Onder de kop ‘Vrouwelijke auteurs zijn ook in deze tijd geen concurrenten maar bondgenoten‘ schreef Christine Otten een column over genderongelijkheid in de letteren. Een waardevol onderwerp en nog steeds noodzakelijk, maar dan moeten je cijfers wel kloppen. Over de boeken die gekozen worden op leeslijsten zegt Otten:

Dat leeslijsten op middelbare scholen voor 90 procent gedomineerd worden door boeken van mannen.

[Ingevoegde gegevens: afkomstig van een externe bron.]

PR #1391, opened 2023-04-21
fs: returns EBADF on negative file descriptor

codefromthecrypt:
This changes file descriptors from uint32 to int32 and the corresponding file table to reject negative values. This ensures invalid values aren't mistaken for very large descriptor entries, which can use a lot of memory as the table implementation isn't designed to be sparse.

Thanks to @jerbob92 for noticing this!

See https://pubs.opengroup.org/onlinepubs/9699919799/functions/dirfd.html#tag_16_90

### DIFF
--- a/imports/wasi_snapshot_preview1/fs.go
+++ b/imports/wasi_snapshot_preview1/fs.go
@@ -39,7 +39,7 @@ var fdAdvise = newHostFunc(
 )
 
 func fdAdviseFn(_ context.Context, mod api.Module, params []uint64) syscall.Errno {
-	fd := uint32(params[0])
+	fd := int32(params[0])
 	_ = params[1]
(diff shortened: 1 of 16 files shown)


achille-roussel (approved):
Looking good 👍 

Regarding the attack vector of using fd_renumber with a very large value, we could add a "max open file" limit which then defines the maximum value that a file descriptor can take?

codefromthecrypt:
> Regarding the attack vector of using fd_renumber with a very large value, we could add a "max open file" limit which then defines the maximum value that a file descriptor can take?

sounds like a nice follow-up when we are ready to do a minor.. maybe `FSConfig.WithMaxFiles(int32)`? Then change the table to guard on that (EBADF when over or something else..)

PR #1395, opened 2023-04-24
asm/amd64: removes enablePadding flag

mathetake:
this is a vestige from the golang-asm era


codefromthecrypt (commented):
thanks for tech debt cleanup!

Nu is daar in 2019 door Jeroen Dera uitgebreid onderzoek naar gedaan en de resultaten laten zien dat verhoudingen zeker nog scheef zijn, maar niet zo scheef als Otten beweert:

Onder de 725 gelezen auteurs bevinden zich 443 mannen (61,1%) en 281 vrouwen (38,8%). Daarnaast is er één vrouwelijk schrijversduo (Betje Wolff en Aagje Deken) en één duo bestaand uit een man en een vrouw (Michiel Zwiers en Mirelle Ordelman). Maxim Februari is, ook toen hij nog als vrouw publiceerde, als man in het onderzoek meegenomen, evenals het schrijversduo Jos Verlooy en Nicole van Bael, dat het mannelijke pseudoniem Elvis Peeters gebruikt.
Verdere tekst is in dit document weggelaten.